DATA FOR THIS TASK Start Marker

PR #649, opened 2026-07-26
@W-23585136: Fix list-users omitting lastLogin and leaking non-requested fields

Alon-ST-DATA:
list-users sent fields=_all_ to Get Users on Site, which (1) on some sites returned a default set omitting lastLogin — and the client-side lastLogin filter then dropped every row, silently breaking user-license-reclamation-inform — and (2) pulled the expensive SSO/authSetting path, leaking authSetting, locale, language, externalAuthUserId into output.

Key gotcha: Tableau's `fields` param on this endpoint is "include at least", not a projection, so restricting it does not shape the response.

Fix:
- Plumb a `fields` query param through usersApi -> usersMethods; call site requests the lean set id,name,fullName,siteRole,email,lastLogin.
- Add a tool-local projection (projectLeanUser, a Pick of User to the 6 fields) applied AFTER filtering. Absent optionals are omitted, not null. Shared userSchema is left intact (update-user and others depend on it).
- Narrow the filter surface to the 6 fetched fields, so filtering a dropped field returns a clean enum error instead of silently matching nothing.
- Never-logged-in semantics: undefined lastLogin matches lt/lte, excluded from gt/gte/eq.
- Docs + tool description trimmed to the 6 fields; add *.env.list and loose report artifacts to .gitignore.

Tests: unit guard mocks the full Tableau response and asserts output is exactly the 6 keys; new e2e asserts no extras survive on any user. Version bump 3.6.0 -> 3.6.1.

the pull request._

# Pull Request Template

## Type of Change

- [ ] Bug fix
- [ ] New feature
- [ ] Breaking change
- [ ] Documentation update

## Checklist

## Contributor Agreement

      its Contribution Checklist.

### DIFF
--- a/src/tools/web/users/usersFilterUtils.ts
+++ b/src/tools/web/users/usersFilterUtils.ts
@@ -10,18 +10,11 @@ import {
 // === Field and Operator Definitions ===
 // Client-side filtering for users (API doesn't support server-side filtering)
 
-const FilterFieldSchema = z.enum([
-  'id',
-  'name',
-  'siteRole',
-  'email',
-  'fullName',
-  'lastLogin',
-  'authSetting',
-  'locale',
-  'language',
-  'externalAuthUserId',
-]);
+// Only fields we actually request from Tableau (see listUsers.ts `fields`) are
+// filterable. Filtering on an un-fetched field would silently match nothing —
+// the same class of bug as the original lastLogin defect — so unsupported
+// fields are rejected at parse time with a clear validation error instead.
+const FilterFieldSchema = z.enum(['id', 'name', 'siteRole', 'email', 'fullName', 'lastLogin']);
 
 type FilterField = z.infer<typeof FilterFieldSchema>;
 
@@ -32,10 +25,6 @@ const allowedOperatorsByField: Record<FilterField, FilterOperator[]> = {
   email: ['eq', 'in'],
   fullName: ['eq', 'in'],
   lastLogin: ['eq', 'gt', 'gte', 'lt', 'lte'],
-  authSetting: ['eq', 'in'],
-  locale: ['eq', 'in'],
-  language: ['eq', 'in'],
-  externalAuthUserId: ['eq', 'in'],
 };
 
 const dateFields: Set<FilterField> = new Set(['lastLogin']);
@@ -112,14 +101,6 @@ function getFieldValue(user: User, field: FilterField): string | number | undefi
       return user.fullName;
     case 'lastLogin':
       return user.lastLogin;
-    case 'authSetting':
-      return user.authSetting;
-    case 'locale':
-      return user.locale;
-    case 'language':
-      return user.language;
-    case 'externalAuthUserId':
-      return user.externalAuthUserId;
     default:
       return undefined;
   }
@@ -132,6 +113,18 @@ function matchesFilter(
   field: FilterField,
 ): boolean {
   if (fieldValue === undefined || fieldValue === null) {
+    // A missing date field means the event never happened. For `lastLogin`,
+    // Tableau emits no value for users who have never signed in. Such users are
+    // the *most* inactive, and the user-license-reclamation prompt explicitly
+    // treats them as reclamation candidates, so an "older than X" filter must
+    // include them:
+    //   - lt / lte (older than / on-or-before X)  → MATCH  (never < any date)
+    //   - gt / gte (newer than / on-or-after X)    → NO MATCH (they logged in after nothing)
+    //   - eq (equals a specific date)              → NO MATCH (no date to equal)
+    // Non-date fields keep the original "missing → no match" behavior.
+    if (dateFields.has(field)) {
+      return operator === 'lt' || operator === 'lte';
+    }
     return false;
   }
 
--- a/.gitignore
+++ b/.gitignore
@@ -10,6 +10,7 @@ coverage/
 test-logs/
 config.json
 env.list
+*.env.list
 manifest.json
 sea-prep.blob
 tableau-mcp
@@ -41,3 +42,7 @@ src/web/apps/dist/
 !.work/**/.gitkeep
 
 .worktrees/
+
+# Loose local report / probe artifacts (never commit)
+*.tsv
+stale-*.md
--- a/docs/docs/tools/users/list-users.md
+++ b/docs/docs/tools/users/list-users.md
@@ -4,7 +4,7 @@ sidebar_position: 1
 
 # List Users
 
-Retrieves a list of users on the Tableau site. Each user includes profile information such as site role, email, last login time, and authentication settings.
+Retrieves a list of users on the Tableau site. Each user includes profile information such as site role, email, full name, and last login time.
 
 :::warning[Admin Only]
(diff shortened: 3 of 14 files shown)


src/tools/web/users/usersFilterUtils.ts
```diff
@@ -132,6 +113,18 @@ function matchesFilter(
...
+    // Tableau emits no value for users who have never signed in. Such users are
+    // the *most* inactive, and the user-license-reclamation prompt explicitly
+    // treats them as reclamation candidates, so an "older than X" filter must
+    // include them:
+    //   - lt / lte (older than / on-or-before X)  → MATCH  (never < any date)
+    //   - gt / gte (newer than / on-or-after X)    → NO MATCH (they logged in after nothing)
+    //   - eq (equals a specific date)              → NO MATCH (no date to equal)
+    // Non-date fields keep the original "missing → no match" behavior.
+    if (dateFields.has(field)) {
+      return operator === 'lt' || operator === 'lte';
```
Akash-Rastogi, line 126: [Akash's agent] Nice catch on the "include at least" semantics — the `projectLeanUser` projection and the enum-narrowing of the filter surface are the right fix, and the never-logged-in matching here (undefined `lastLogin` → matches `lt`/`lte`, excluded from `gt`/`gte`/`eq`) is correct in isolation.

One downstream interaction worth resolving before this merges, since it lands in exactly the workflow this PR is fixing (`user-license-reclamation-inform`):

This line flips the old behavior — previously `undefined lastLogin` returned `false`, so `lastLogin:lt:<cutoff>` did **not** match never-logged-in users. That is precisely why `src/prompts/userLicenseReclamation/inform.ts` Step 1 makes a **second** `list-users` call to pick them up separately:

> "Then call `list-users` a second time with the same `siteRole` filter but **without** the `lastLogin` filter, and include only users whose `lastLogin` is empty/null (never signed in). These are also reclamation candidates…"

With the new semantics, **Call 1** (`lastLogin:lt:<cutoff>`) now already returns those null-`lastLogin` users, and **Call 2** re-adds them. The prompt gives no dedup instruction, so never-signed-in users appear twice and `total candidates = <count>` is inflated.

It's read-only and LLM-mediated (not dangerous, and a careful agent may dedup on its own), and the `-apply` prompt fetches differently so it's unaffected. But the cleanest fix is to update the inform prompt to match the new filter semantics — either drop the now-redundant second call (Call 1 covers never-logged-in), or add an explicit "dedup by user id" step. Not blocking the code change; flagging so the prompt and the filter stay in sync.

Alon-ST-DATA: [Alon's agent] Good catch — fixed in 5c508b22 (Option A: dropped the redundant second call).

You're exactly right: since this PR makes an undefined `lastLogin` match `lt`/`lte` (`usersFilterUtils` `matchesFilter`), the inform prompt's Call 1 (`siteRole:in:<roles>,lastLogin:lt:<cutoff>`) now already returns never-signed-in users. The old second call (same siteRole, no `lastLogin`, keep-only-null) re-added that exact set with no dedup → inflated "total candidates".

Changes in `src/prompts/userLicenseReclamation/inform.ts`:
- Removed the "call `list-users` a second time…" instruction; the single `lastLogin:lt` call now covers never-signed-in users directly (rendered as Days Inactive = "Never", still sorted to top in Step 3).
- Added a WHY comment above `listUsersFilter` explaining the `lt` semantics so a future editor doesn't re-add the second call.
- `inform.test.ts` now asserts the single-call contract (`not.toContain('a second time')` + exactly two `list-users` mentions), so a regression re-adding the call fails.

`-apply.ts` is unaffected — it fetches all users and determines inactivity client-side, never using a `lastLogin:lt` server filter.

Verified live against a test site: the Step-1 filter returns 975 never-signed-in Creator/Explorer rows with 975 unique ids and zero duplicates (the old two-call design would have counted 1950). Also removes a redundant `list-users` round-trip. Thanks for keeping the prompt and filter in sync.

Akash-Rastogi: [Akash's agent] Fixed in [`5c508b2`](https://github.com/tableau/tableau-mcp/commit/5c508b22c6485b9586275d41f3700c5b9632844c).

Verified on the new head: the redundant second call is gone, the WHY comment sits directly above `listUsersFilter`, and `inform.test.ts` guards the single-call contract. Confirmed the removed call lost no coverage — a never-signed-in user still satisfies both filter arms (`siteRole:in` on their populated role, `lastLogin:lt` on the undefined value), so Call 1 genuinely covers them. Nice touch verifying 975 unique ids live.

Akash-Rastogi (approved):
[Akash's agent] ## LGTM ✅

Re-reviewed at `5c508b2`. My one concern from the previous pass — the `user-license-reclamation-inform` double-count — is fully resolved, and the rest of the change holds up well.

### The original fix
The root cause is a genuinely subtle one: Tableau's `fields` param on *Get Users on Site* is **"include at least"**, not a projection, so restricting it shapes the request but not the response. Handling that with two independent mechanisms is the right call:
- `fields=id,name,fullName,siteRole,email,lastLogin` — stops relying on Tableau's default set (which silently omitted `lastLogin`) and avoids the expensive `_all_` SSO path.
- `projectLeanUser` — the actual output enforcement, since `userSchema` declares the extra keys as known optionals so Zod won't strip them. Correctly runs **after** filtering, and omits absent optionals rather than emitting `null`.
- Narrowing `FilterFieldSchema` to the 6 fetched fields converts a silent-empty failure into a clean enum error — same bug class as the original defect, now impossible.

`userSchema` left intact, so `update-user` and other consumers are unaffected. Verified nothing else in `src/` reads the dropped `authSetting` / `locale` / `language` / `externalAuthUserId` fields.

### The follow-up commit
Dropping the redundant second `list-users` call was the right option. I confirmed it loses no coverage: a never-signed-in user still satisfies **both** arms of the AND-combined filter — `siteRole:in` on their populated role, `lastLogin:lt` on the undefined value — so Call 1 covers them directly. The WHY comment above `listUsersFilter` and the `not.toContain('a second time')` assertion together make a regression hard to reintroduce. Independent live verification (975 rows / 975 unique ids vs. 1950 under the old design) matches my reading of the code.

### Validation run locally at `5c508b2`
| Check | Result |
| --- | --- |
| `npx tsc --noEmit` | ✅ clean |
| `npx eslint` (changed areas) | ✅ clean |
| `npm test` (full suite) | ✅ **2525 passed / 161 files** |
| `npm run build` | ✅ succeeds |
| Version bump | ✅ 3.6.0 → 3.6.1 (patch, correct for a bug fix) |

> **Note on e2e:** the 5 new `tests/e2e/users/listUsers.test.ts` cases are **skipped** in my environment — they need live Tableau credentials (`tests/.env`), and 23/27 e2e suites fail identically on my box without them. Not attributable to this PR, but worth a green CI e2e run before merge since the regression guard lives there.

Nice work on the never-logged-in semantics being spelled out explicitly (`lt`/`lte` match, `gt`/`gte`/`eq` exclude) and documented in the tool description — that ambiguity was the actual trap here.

DATA FOR THIS TASK End Marker

PROBLEM TO SOLVE: Collect each line above holding the string "output".

SOLUTION FOR THIS EXERCISE:
list-users sent fields=_all_ to Get Users on Site, which (1) on some sites returned a default set omitting lastLogin — and the client-side lastLogin filter then dropped every row, silently breaking user-license-reclamation-inform — and (2) pulled the expensive SSO/authSetting path, leaking authSetting, locale, language, externalAuthUserId into output.
Tests: unit guard mocks the full Tableau response and asserts output is exactly the 6 keys; new e2e asserts no extras survive on any user. Version bump 3.6.0 -> 3.6.1.
- `projectLeanUser` — the actual output enforcement, since `userSchema` declares the extra keys as known optionals so Zod won't strip them. Correctly runs **after** filtering, and omits absent optionals rather than emitting `null`.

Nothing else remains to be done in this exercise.